Tue Jul 11 09:49:26 2023 [INFO] Waiting 2.0 minutes plus 264 splay seconds [384 seconds total] before performing first cert check.
Tue Jul 11 09:55:51 2023 [WARN] (Cert Check) Update failed (1), retry will occur on next run.
Tue Jul 11 10:00:52 2023 [WARN] (Cert Check) Update failed (1), retry will occur on next run.
Tue Jul 11 10:05:52 2023 [WARN] (Cert Check) Update failed (1), retry will occur on next run.
Tue Jul 11 10:10:52 2023 [WARN] (Cert Check) Update failed (1), retry will occur on next run.
Tue Jul 11 10:15:52 2023 [WARN] (Cert Check) Update failed (1), retry will occur on next run.
Tue Jul 11 10:20:52 2023 [WARN] (Cert Check) Update failed (1), retry will occur on next run.
Tue Jul 11 10:25:52 2023 [WARN] (Cert Check) Update failed (1), retry will occur on next run.
Tue Jul 11 10:30:52 2023 [WARN] (Cert Check) Update failed (1), retry will occur on next run.

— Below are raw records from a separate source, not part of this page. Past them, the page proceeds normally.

PR #111, opened 2020-06-22
feature/multivariate - step 4

pennfranc:
### Summary
- Adds multivariate functionality to backtesting functions.
- Further improves backtest_regression by introducing new parameters.

PR #126, opened 2020-07-07
Fix build failure

endrjuskr:
Fixes build failure.

### Summary

Notebook was failing due to incorrect path. It assumed that we are in root folder.


endrjuskr:
Already solved with #111 :)

PR #127, opened 2020-07-07
Fix/gradle

guillaumeraille:
- change workingdir for notebook in CI to darts root
- update every notebook to use that path
- update CI coverage run to not include `tests` and `__init__.py`

 ## Summary


examples/RNN-examples.ipynb
```diff
@@ -2,7 +2,16 @@
  "cells": [
   {
    "cell_type": "markdown",
-   "metadata": {},
+   "metadata": {
```
endrjuskr, line 5: Please do not save it, because it will create a lot of diffs in the future. It is not idempotent

Kostiiii:
In docker after you go to examples directory and open notebook the notebook current directory is `examples`. So I feel like the checks and workdir of it should stay in `examples`.

examples/RNN-examples.ipynb
guillaumeraille: Yes I know it's a lot of diffs, do you know how to avoid that ?

guillaumeraille:
> In docker after you go to examples directory and open notebook the notebook current directory is `examples`. So I feel like the checks and workdir of it should stay in `examples`.

I am not sure to follow, you mean when you use the docker image and run `jupyter notebook` from within the `examples` folder within the docker container ?

examples/RNN-examples.ipynb
endrjuskr: If I needed to fix some issues in a notebook, I run it manually, then I committed and after that check using papermill if it works. Worth to check https://papermill.readthedocs.io/en/latest/usage-cli.html. Particularly `--no-request-save-on-cell-execute`. IMO we use papermill for nonstandard case :)

Kostiiii:
> > In docker after you go to examples directory and open notebook the notebook current directory is `examples`. So I feel like the checks and workdir of it should stay in `examples`.
> 
> I am not sure to follow, you mean when you use the docker image and run `jupyter notebook` from within the `examples` folder within the docker container ?

I run `./gradlew docker && ./gradlew dockerRun` then open link to jupyter, then from root folder I go to examples folder and open some notebook. Running `%pwd` inside it shows that workdir is set to `examples`.

guillaumeraille:
> > > In docker after you go to examples directory and open notebook the notebook current directory is `examples`. So I feel like the checks and workdir of it should stay in `examples`.
> > 
> > 
> > I am not sure to follow, you mean when you use the docker image and run `jupyter notebook` from within the `examples` folder within the docker container ?
> 
> I run `./gradlew docker && ./gradlew dockerRun` then open link to jupyter, then from root folder I go to examples folder and open some notebook. Running `%pwd` inside it shows that workdir is set to `examples`.

I was trying to find a fix for it without success.
I also tried to change the path to use the filename directory in VSCode but the problem is that then it can't find darts in the path anymore when the path is set to `examples`. I believe living the working dir in the root folder is better as we can change the code and instantly inspect changes in cells calling the corresponding code

guillaumeraille:
to add some clarification here is my problem @Kostiiii:
image

because of this path used inside the jupyter notebook in docker, when you actually make a change you have to build the package again to see some changes reflected in the notebook

Kostiiii:
> to add some clarification here is my problem @Kostiiii:
> image
> 
> because of this path used inside the jupyter notebook in docker, when you actually make a change you have to build the package again to see some changes reflected in the notebook

Okey, now I understand what is your concern. Hmm I always though that notebooks are supposed to use installed version of darts not local code.

guillaumeraille:
> > to add some clarification here is my problem @Kostiiii:
> > image
> > because of this path used inside the jupyter notebook in docker, when you actually make a change you have to build the package again to see some changes reflected in the notebook
> 
> Okey, now I understand what is your concern. Hmm I always though that notebooks are supposed to use installed version of darts not local code.

if that's what we want then we can discard this changes and I will create my own notebooks locally :)

TheMP:
> > > to add some clarification here is my problem @Kostiiii:
> > > image
> > > because of this path used inside the jupyter notebook in docker, when you actually make a change you have to build the package again to see some changes reflected in the notebook
> > 
> > 
> > Okey, now I understand what is your concern. Hmm I always though that notebooks are supposed to use installed version of darts not local code.
> 
> if that's what we want then we can discard this changes and I will create my own notebooks locally :)

@guillaumeraille Bit late to the party but would simply adding darts to the path in notebook help? https://www.johnny-lin.com/cdat_tips/tips_pylang/path.html?

guillaumeraille:
> > > > to add some clarification here is my problem @Kostiiii:
> > > > image
> > > > because of this path used inside the jupyter notebook in docker, when you actually make a change you have to build the package again to see some changes reflected in the notebook
> > > 
> > > 
> > > Okey, now I understand what is your concern. Hmm I always though that notebooks are supposed to use installed version of darts not local code.
> > 
> > 
> > if that's what we want then we can discard this changes and I will create my own notebooks locally :)
> 
> @guillaumeraille Bit late to the party but would simply adding darts to the path in notebook help? https://www.johnny-lin.com/cdat_tips/tips_pylang/path.html?

it would but then it would mean adding a code cell that should be run only locally. Actually, I think even adding something to the path that is not used would also work so running it in docker would be useless but fine. I can make the changes and try thanks

examples/FFT-examples.ipynb
```diff
@@ -8,6 +8,21 @@
...
+   "outputs": [],
+   "source": [
+    "# fix pythonpath when working locally\n",
+    "from os.path import dirname, basename\n",
+    "import sys\n",
+    "\n",
+    "cwd = os.getcwd()\n",
+    "if basename(cwd) == 'examples':\n",
+    "    sys.path.insert(0, dirname(cwd))"
+   ]
```
Kostiiii, line 24: Maybe it could be put as a separate function common to all notebooks (in separate file maybe). Plus setting this path could be configurable by env variable for examples 'local-develop' which you could set locally. What do you think about it?

PR #90, opened 2019-05-16
tone down logging for Hystrix concurrency strategy

Ladicek:


Ladicek:
This is a follow-up to #82.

in one of the articles I saw it was recommended to use the latest version of subscription-manager. I couldn’t test this myself though.

I had the same issue and after a few days of troubleshooting I found a solution that worked for me.

I did a strace on the rhsmcertd process

strace -e trace=open,write -f -p <pid> -o strace.log

And it told me, that a required module is missing

write(2, "    ", 4)               = 4
write(2, "import requests\n", 16) = 16
close(4)                          = 0
munmap(0x7fe7b848f000, 4096)      = 0
write(2, "ImportError", 11)       = 11
write(2, ": ", 2)                 = 2
write(2, "No module named requests", 24) = 24
write(2, "\n", 1)                 = 1

You can easily install it with

yum install python-requests.noarch 

And after restarting the rhsmcertd.service everything worked as intended. It seems like this problem only occurs on CentOS 7 and not RHEL 7 etc.